• ACTIVITY:
Restate word for word the lines of the records below, starting at the line that contains "This will result" and ending at the line that contains "--- a/NetKVM/Common/ParaNdis_Util.cpp", with both of those lines included and nothing else.

• GIVEN DATA:
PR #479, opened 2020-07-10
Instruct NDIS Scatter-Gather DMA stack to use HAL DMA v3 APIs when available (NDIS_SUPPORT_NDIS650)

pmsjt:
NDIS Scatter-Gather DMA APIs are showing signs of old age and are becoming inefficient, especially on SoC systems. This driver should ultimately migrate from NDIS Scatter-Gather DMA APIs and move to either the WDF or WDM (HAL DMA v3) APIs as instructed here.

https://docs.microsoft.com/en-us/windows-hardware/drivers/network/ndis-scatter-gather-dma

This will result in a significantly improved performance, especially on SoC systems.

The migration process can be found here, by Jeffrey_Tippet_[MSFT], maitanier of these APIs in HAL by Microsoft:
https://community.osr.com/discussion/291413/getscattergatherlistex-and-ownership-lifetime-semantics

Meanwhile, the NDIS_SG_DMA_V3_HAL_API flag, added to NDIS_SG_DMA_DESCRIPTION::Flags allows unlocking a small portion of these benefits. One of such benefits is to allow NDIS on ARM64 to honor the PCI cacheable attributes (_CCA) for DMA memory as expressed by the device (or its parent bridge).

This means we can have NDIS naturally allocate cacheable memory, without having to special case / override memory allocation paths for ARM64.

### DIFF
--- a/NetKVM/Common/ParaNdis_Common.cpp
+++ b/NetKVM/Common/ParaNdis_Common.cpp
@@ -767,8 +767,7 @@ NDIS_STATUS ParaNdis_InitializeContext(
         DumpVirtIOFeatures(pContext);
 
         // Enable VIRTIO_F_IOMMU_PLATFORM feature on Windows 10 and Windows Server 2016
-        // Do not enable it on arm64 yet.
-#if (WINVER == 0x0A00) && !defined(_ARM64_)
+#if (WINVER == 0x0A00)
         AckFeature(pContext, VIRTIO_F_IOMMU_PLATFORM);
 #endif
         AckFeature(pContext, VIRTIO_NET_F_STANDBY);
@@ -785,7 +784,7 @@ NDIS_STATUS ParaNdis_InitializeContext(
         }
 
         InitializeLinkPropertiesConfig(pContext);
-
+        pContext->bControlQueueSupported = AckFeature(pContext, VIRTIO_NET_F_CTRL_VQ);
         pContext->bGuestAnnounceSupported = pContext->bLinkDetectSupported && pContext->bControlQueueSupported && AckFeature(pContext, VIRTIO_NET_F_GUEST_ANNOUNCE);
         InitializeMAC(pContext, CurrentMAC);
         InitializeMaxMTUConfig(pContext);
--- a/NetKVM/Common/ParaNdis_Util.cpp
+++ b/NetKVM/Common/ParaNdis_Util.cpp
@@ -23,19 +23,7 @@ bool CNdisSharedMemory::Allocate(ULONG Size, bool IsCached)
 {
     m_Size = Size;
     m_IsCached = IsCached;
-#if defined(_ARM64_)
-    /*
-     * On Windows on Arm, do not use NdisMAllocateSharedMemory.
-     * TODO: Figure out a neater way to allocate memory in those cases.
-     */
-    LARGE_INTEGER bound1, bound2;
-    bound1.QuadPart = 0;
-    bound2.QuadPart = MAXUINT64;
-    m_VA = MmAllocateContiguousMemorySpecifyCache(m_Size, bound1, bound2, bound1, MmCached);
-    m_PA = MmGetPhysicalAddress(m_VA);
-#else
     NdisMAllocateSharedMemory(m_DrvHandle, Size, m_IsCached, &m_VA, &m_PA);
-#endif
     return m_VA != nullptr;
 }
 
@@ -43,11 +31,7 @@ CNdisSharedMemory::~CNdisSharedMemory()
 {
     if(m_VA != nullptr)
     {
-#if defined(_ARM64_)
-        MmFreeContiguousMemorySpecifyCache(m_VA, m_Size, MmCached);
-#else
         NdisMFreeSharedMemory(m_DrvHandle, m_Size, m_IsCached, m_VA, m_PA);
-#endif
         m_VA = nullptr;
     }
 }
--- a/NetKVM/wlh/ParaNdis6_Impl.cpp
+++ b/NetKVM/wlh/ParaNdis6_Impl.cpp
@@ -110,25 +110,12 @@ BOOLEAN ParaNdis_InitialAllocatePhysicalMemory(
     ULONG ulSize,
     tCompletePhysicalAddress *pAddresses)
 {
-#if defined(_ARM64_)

• TASK ANSWER:
This will result in a significantly improved performance, especially on SoC systems.

The migration process can be found here, by Jeffrey_Tippet_[MSFT], maitanier of these APIs in HAL by Microsoft:
https://community.osr.com/discussion/291413/getscattergatherlistex-and-ownership-lifetime-semantics

Meanwhile, the NDIS_SG_DMA_V3_HAL_API flag, added to NDIS_SG_DMA_DESCRIPTION::Flags allows unlocking a small portion of these benefits. One of such benefits is to allow NDIS on ARM64 to honor the PCI cacheable attributes (_CCA) for DMA memory as expressed by the device (or its parent bridge).

This means we can have NDIS naturally allocate cacheable memory, without having to special case / override memory allocation paths for ARM64.

### DIFF
--- a/NetKVM/Common/ParaNdis_Common.cpp
+++ b/NetKVM/Common/ParaNdis_Common.cpp
@@ -767,8 +767,7 @@ NDIS_STATUS ParaNdis_InitializeContext(
         DumpVirtIOFeatures(pContext);
 
         // Enable VIRTIO_F_IOMMU_PLATFORM feature on Windows 10 and Windows Server 2016
-        // Do not enable it on arm64 yet.
-#if (WINVER == 0x0A00) && !defined(_ARM64_)
+#if (WINVER == 0x0A00)
         AckFeature(pContext, VIRTIO_F_IOMMU_PLATFORM);
 #endif
         AckFeature(pContext, VIRTIO_NET_F_STANDBY);
@@ -785,7 +784,7 @@ NDIS_STATUS ParaNdis_InitializeContext(
         }
 
         InitializeLinkPropertiesConfig(pContext);
-
+        pContext->bControlQueueSupported = AckFeature(pContext, VIRTIO_NET_F_CTRL_VQ);
         pContext->bGuestAnnounceSupported = pContext->bLinkDetectSupported && pContext->bControlQueueSupported && AckFeature(pContext, VIRTIO_NET_F_GUEST_ANNOUNCE);
         InitializeMAC(pContext, CurrentMAC);
         InitializeMaxMTUConfig(pContext);
--- a/NetKVM/Common/ParaNdis_Util.cpp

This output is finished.